I feel I should be able to live part of my life the way I want. Is that too selfish? So far my life is divided between my husband, my children, my grandson, my parents, my grandmother, my sisters, husband's parents, husband's brothers and sister, my nieces and nephews, husband's niece's and nephews, my aunts and uncles, husband's aunts and uncles, my cousins, husband's cousins, and the list can go on and on with people that I should be interacting with. God is suppose to come first but He doesn't always. Then you add on your church family as part of your life.

Am I allowed a part of my life? Can I have more than leftover crumbs after everyone gets through with me? I have reached an age when I should have experienced what I wanted for myself. I have never had that opportunity offered and I have not taken it.
Is a person's life not their own?


But thou art he that took me out of the womb: thou didst make me hope when I was upon my mother's breasts. I was cast upon thee from the womb: thou art my God from my mother's belly. Be not far from me; for trouble is near; for there is none to help. Ps. 22:9-11

Tuesday, April 06, 2004

Back to the past.... :)



Today I have been visiting the past. Sci-fi had a Quantum Leap marathon going for half a day. I enjoyed the show when it first came out and I still love watching it. I did my housework this morning during commercials. I had a smile on my face most of the time but some episodes brought tears of compassion to my eyes. I can't help it; these days I get teary eyed easily. I still can't choose a favorite episode. I like all of them.

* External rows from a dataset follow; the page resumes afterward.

PR #1656, opened 2020-12-04
Array improvements

### LINKED ISSUE #1052: Support `Type::Array` as a map key
```
./src/bpftrace -e 'BEGIN { @[curtask->numa_faults_locality] = 1; }' 
Attaching 1 probe...
^C

@invalid mapkey argument type
zsh: abort      sudo ./src/bpftrace -e 'BEGIN { @[curtask->numa_faults_locality] = 1; }
```
The type type of `numa_faults_locality` is [`unsigned long[3]`](https://github.com/torvalds/linux/blob/738d2902773e30939a982c8df7a7f94293659810/include/linux/sched.h#L1124).

-----

Originally reported in https://github.com/iovisor/bpftrace/pull/1009#discussion_r361824791

### LINKED ISSUE #1057: Can't assign Type::Array value to a local variable
```
% sudo ./src/bpftrace -e 'BEGIN { $a = curtask->numa_faults_locality; @ = $a[0];}' -v
Attaching 1 probe...

Error log:
0: (b7) r6 = 0
1: (73) *(u8 *)(r10 -18) = r6
last_idx 1 first_idx 0
regs=40 stack=0 before 0: (b7) r6 = 0
2: (6b) *(u16 *)(r10 -20) = r6
3: (85) call bpf_get_current_task#35
4: (71) r1 = *(u8 *)(r0 +3482)
R0 invalid mem access 'inv'
processed 5 insns (limit 1000000) max_states_per_insn 0 total_states 0 peak_states 0 mark_read 0

Error loading program: BEGIN
```

This is because [MUL](https://github.com/iovisor/bpftrace/blob/374ca46cac9b3ee8c927c3cc8c926571e4210088/src/ast/codegen_llvm.cpp#L1023) and [FieldAccess](https://github.com/iovisor/bpftrace/blob/374ca46cac9b3ee8c927c3cc8c926571e4210088/src/ast/codegen_llvm.cpp#L1152) do not read if the type is `Type::Array` ([ArrayAccess](https://github.com/iovisor/bpftrace/blob/374ca46cac9b3ee8c927c3cc8c926571e4210088/src/ast/codegen_llvm.cpp#L1203) does) and [AssignVar](https://github.com/iovisor/bpftrace/blob/374ca46cac9b3ee8c927c3cc8c926571e4210088/src/ast/codegen_llvm.cpp#L1294) perform memcpy (not proberead). (Current implementation tries to raed all array contents when assigning value.)

I also found `IRBuilderBPF::GetType` only consider [int8 type](https://github.com/iovisor/bpftrace/blob/374ca46cac9b3ee8c927c3cc8c926571e4210088/src/ast/irbuilderbpf.cpp#L113). (It seems these part only consider` Type::string`.)

viktormalik:
This improves work with constant arrays. Until now, user could only use `[]` to directly access particular array elements.
This PR adds new possibilities to:
- assign an array to a local variable (resolves #1057)
- assign an array to a map
- use an array as a map key (resolves #1052).

If an array is assigned into a variable, operator `[]` can be later used on that variable to access the array elements.

For local variables, only the pointer to the array is stored. For maps, the array is fully copied into the map (or into the map key) since it may be accessed from another probe where the original array may not exist anymore, or may have a different value. I'm not sure if this is a correct approach, feel free to suggest something better.

The last commit also slightly changes the type of `alloca` for map key - instead of always allocating an array of bytes, it allocates the appropriate type (e.g. `i64` instead of `[8 * i8]` for integer keys). This caused some changes in existing codegens.

##### Checklist

### DIFF
--- a/src/ast/codegen_llvm.cpp
+++ b/src/ast/codegen_llvm.cpp
@@ -2294,10 +2294,32 @@ AllocaInst *CodegenLLVM::getMapKey(Map &map)
       }
       else
       {
-        key = b_.CreateAllocaBPF(expr->type.GetSize(), map.ident + "_key");
-        b_.CreateStore(
-            b_.CreateIntCast(expr_, b_.getInt64Ty(), expr->type.IsSigned()),
-            b_.CreatePointerCast(key, expr_->getType()->getPointerTo()));
+        key = b_.CreateAllocaBPF(expr->type, map.ident + "_key");
+        if (expr->type.IsArrayTy())
+        {
+          // expr currently contains a pointer to the array
+          if (expr->type.is_internal)
+          {
+            // The array is already in the BPF memory - memcpy it
+            b_.CREATE_MEMCPY(key, expr_, expr->type.GetSize(), 1);
+          }
+          else
+          {
+            // We need to read the entire array and save it
+            b_.CreateProbeRead(ctx_,
+                               key,
+                               expr->type.GetSize(),
+                               expr_,
+                               expr->type.GetAS(),
+                               expr->loc);
+          }
+        }
+        else
+        {
+          b_.CreateStore(
+              b_.CreateIntCast(expr_, b_.getInt64Ty(), expr->type.IsSigned()),
+              b_.CreatePointerCast(key, expr_->getType()->getPointerTo()));
+        }
       }
     }
     else
@@ -2318,15 +2340,29 @@ AllocaInst *CodegenLLVM::getMapKey(Map &map)
         Value *offset_val = b_.CreateGEP(
             key, { b_.getInt64(0), b_.getInt64(offset) });
 
-        if (shouldBeOnStackAlready(expr->type))
+        if (shouldBeOnStackAlready(expr->type) ||
+            (expr->type.IsArrayTy() && expr->type.is_internal))
           b_.CREATE_MEMCPY(offset_val, expr_, expr->type.GetSize(), 1);
         else
         {
-          // promote map key to 64-bit:
-          b_.CreateStore(
-              b_.CreateIntCast(expr_, b_.getInt64Ty(), expr->type.IsSigned()),
-              b_.CreatePointerCast(offset_val,
-                                   expr_->getType()->getPointerTo()));
+          if (expr->type.IsArrayTy())
+          {
+            // Read the array into the key
+            b_.CreateProbeRead(ctx_,
+                               offset_val,
+                               expr->type.GetSize(),
+                               expr_,
+                               expr->type.GetAS(),
+                               expr->loc);
+          }
+          else
+          {
+            // promote map key to 64-bit:
+            b_.CreateStore(
+                b_.CreateIntCast(expr_, b_.getInt64Ty(), expr->type.IsSigned()),
+                b_.CreatePointerCast(offset_val,
+                                     expr_->getType()->getPointerTo()));
+          }
         }
         offset += expr->type.GetSize();
       }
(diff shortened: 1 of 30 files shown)


viktormalik:
CI failed on fetching packages, needs restart

src/ast/codegen_llvm.cpp
```diff
@@ -1672,7 +1672,10 @@ void CodegenLLVM::visit(ArrayAccess &arr)
   size_t element_size = type.GetElementTy()->GetSize();
 
   auto scoped_del_expr = accept(arr.expr);
-  array = expr_;
+  if (expr_->getType()->isPointerTy())
+    array = b_.CreatePtrToInt(expr_, b_.getInt64Ty());
```
danobi, line 1676: Why is this necessary? Doesn't `expr_` already have the right type?

src/ast/codegen_llvm.cpp
```diff
@@ -2275,10 +2275,32 @@ AllocaInst *CodegenLLVM::getMapKey(Map &map)
       }
       else
```
danobi, line 2276: So with this code, you can have arrays as the only key to a map entry. What about support for 2 or more values as a map key?

danobi:
Can you also add some runtime tests for more complex array types? eg an array of structs and nested arrays.

src/ast/codegen_llvm.cpp
viktormalik: Not really, `expr_` has the right (integer) type if the array is read (proberead) from the kernel. On the other hand, if it is loaded from a map, the array has a pointer type.

src/ast/codegen_llvm.cpp
viktormalik: Good point, I'll add support for array used as a part of multi-value key, it should be quite straightforward.

viktormalik:
> Can you also add some runtime tests for more complex array types? eg an array of structs and nested arrays.

Done. It required some small changes, so there's one more commit to review.

I also added support for array as a part of multi-key.

mmisono:
Nice changes, but it seems there is a problem with handling an array in a tuple.

```
% sudo ./src/bpftrace -e 'BEGIN {@a = curtask->numa_faults_locality; @b = (1, curtask->numa_faults_locali
ty);}'
Attaching 1 probe...
^C

@a: [0,7,0]

@b: (1, [18446619453034875792,0,0])
```

viktormalik:
> Nice changes, but it seems there is a problem with handling an array in a tuple.

Right, good observation. In fact, neither structs can be used in tuples. Also, a good implementation wouldn't be exactly simple, so I'd prefer disabling this (array or struct in a tuple) for now and implementing it later.

src/ast/codegen_llvm.cpp
```diff
@@ -1884,7 +1894,14 @@ void CodegenLLVM::visit(AssignVarStatement &assignment)
   }
   else
   {
-    b_.CreateStore(expr_, variables_[var.ident]);
+    Value *val = expr_;
+    if (assignment.expr->type.IsArrayTy())
+    {
+      val = b_.CreatePtrToInt(expr_, b_.getInt64Ty());
+      // Since only the pointer is copied, we need to extend lifetime of RHS
+      scoped_del.disarm();
```
danobi, line 1912: Are you sure this is what you want? Lifetime extension is usually done with:
```
expr_deleter_ = scoped_del.disarm();
```

danobi:
> Right, good observation. In fact, neither structs can be used in tuples. Also, a good implementation wouldn't be exactly simple, so I'd prefer disabling this (array or struct in a tuple) for now and implementing it later.

Sure, sounds reasonable. Can you add a check to semantic analyser, then?

src/ast/codegen_llvm.cpp
viktormalik: That will only extend lifetime to the end of the current statement but I need to extend it to the end of the probe (since other statements may want to read from that pointer). I haven't found any other way to do that, so this seemed like the simplest solution.

Anyway, I plan to improve work with structs and arrays (to avoid unnecessary memcpys), so I'll probably come with a cleaner solution, then.

danobi (approved):

mmisono (approved):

Some times I think about time travel. I wonder if I had the chance what year would I want to go back to. And would I want to risk being stuck in the past. Yes, I would do it. I would like to be in the 1800's. A time before so called progress hit the fan. I would like to spend some time in the world before it became commercialized.

Saturday, April 03, 2004

Can't think of a specific thing to blog



There are many things going on, but not any one thing more important than the other. Really not anything I want to put into words for others to read. This is suppose to be a place for my thoughts, I know. My thoughts seem to come out in a whining, complaining tone. I am trying to turn that around.

The only thing that stands out is my dad's doctor appointment on thursday, the eighth. My sister called and told me she was going to bring dad to the v.a. clinic if everything goes as she has planned. Wow, I thought to myself. That's great! Well, then she says she will come and pick me up so I can ride with her. What's the point; I might as well take him myself. She's suppose to do it, to help me out is what I thought. And I tell her I thought she was going to take him herself, so I wouldn't have to go. She didn't like hearing it, but lately I find myself saying things that people don't like to hear.

The new me emerging I guess. Sometimes words slip out before I can hold them back. I regret it afterwards but oh well it's too late. I suffer the consequences.